::: SOURCE RECORDS

PR #1485, opened 2022-02-03
validate onboarding ticket signature.

sp98:
This PR validates the signature of the onboarding ticket
used by the consumer cluster to onboard a storage provider cluster

Note: This PR assumes that the public key secret to be created by the deployer will be called `onboarding-ticket-key`

### DIFF
--- a/services/provider/server/server.go
+++ b/services/provider/server/server.go
@@ -2,7 +2,13 @@ package server
 
 import (
 	"context"
+	"crypto"
+	"crypto/md5"
+	"crypto/rsa"
+	"crypto/x509"
+	"encoding/base64"
 	"encoding/json"
+	"encoding/pem"
 	"fmt"
 	"net"
 	"os"
@@ -32,9 +38,9 @@ import (
 )
 
 const (
-	TicketAnnotation = "ocs.openshift.io/provider-onboarding-ticket"
-
-	ProviderCertsMountPoint = "/mnt/cert"
+	TicketAnnotation          = "ocs.openshift.io/provider-onboarding-ticket"
+	ProviderCertsMountPoint   = "/mnt/cert"
+	onboardingTicketKeySecret = "onboarding-ticket-key"
 )
 
 const (
@@ -81,9 +87,16 @@ func (s *OCSProviderServer) OnboardConsumer(ctx context.Context, req *pb.Onboard
 	}
 
 	// Validate onboardingTicket
-	// TODO: check if ticket is already used.
 	// TODO: check expiry of the ticket
-	// TODO: validate ticket with public key
+	pubKey, err := s.getOnboardingValidationKey(ctx)
+	if err != nil {
+		return nil, status.Errorf(codes.Internal, "failed to get public key to validate onboarding ticket for consumer %q. %v", req.ConsumerName, err)
+	}
+
+	if err := validateTicket(req.OnboardingTicket, pubKey); err != nil {
+		klog.Errorf("failed to validate onboarding ticket for consumer %q. %v", req.ConsumerName, err)
+		return nil, status.Errorf(codes.InvalidArgument, "onboarding ticket is not valid. %v", err)
+	}
 
 	storageConsumerUUID, err := s.consumerManager.Create(ctx, req.ConsumerName, req.OnboardingTicket, capacity)
 	if err != nil {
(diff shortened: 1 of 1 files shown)


services/provider/server/server.go
```diff
@@ -201,3 +216,56 @@ func newClient() (client.Client, error) {
...
+
+	key, err := x509.ParsePKIXPublicKey(block.Bytes)
+	if err != nil {
+		return fmt.Errorf("failed to parse public key. %v", err)
+	}
+
+	pubKey := key.(*rsa.PublicKey)
+
+	ticketArr := strings.Split(string(ticket), ".")
+	if len(ticketArr) != 0 {
```
iamniting, line 249:
```suggestion
	if len(ticketArr) == 0 {
```

iamniting (changes requested):

services/provider/server/server.go
```diff
@@ -201,3 +216,56 @@ func newClient() (client.Client, error) {
 
 	return client, nil
 }
+
+func (s *OCSProviderServer) getPublicKey(ctx context.Context, secretName string) (string, error) {
```
nb-ohad, line 220: Can we please rename it to `getOnboardingValidationKey`? the current name is very generic and loses meaning without looking at the call site?

services/provider/server/server.go
```diff
@@ -201,3 +216,56 @@ func newClient() (client.Client, error) {
...
+	if block == nil {
+		return fmt.Errorf("invalid PEM block")
+	}
+
+	key, err := x509.ParsePKIXPublicKey(block.Bytes)
+	if err != nil {
+		return fmt.Errorf("failed to parse public key. %v", err)
+	}
+
+	pubKey := key.(*rsa.PublicKey)
```
nb-ohad, line 246: Why is this parsing of the public key here and not in the `getPublicKey` function? 
It will be better to separate the concerns of getting a usable public key (raw is not usable) and validation of the ticket using that public key (this function)

services/provider/server/server.go
nb-ohad, line 220: Can we please rename it to getOnboardingValidationKey? the current name is very generic and loses meaning without looking at the call site?

services/provider/server/server.go
nb-ohad, line 246: This seems like something that will fit better in the `getPublicKey` function.
Returning a raw public key from `getPublicKey` seems unnecessary and I will prefer to separate the concerns in a way  that will allow this function to only focus on validation the onboarding ticker

services/provider/server/server.go
nb-ohad: I think a better test will be 
```suggestion
	if len(ticketArr) != 2 {
```
As we do assume (later in the function), exactly 2 parts.

services/provider/server/server.go
```diff
@@ -201,3 +216,56 @@ func newClient() (client.Client, error) {
...
+	message, err := base64.StdEncoding.DecodeString(ticketArr[0])
+	if err != nil {
+		return fmt.Errorf("failed to decode payload. %v", err)
+	}
+	signature, err := base64.StdEncoding.DecodeString(ticketArr[1])
+	if err != nil {
+		return fmt.Errorf("failed to decode sigature. %v", err)
+	}
+
+	hash := sha256.Sum256(message)
```
nb-ohad, line 262: Why SHA256? we should use a much simpler hash as we only care about the randomness not the strength of the hash. SHA256 is very expensive. Can we please more to MD5?

services/provider/server/server.go
```diff
@@ -201,3 +216,56 @@ func newClient() (client.Client, error) {
...
+	err = rsa.VerifyPKCS1v15(pubKey, crypto.SHA1, hash[:], signature)
+	if err != nil {
+		return fmt.Errorf("failed to verify onboarding ticket signature. %v", err)
+	}
+
+	klog.Info("Successfully verified onboarding ticket")
+
+	return nil
```
nb-ohad, line 270: Should return the unencoded payload (preferably as a go struct) so the calling function could use the validated ticket content to verify other aspects of the payload (like expiration, and caps in the future))

nb-ohad (changes requested):

services/provider/server/server.go
```diff
@@ -68,9 +76,16 @@ func (s *OCSProviderServer) OnboardConsumer(ctx context.Context, req *pb.Onboard
...
 	// TODO: check expiry of the ticket
-	// TODO: validate ticket with public key
+	pubKey, err := s.getPublicKey(ctx, onboardingTicketKeySecret)
+	if err != nil {
+		return nil, status.Errorf(codes.Internal, "failed to get public key secret to validate onboarding ticket for consumer %q. %v", req.ConsumerName, err)
+	}
+
+	if err := validateTicket(req.OnboardingTicket, pubKey); err != nil {
+		klog.Errorf("failed to validate onboarding ticket for consumer %q. %v", req.ConsumerName, err)
+		return nil, status.Errorf(codes.InvalidArgument, "onboarding token is not valid. %v", err)
```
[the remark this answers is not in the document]
sp98: done

services/provider/server/server.go
sp98: done

services/provider/server/server.go
sp98: using `getOnboardingValidationKey`.  This returns the `rsa.PublicKey`

services/provider/server/server.go
sp98: using MD5 now.

services/provider/server/server.go
sp98: using `NewOnboardingTicket` to return a go struct with decoded payload and signature.  Now `Validate` function is only concerned about the validation of the ticket.

services/provider/server/server.go
sp98: using getOnboardingValidationKey. This returns the rsa.PublicKey, rather than the raw public key.

nb-ohad (approved):

nb-ohad:
@kesavanvt Can you please review?

services/provider/server/server.go
```diff
@@ -201,3 +216,54 @@ func newClient() (client.Client, error) {
...
+		return fmt.Errorf("invalid ticket")
+	}
+
+	message, err := base64.StdEncoding.DecodeString(ticketArr[0])
+	if err != nil {
+		return fmt.Errorf("failed to decode payload. %v", err)
+	}
+	signature, err := base64.StdEncoding.DecodeString(ticketArr[1])
+	if err != nil {
+		return fmt.Errorf("failed to decode sigature. %v", err)
```
kesavanvt, line 257:
```suggestion
		return fmt.Errorf("failed to decode signature. %v", err)
```

jarrpa (approved):
/lgtm

kesavanvt (approved):
lgtm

::::::

--- PROBLEM DETAILS ---
Among the records above, which lines hold the word "generic"? Copy each one.

--- SOLUTION TO THIS EXERCISE ---
nb-ohad, line 220: Can we please rename it to `getOnboardingValidationKey`? the current name is very generic and loses meaning without looking at the call site?
nb-ohad, line 220: Can we please rename it to getOnboardingValidationKey? the current name is very generic and loses meaning without looking at the call site?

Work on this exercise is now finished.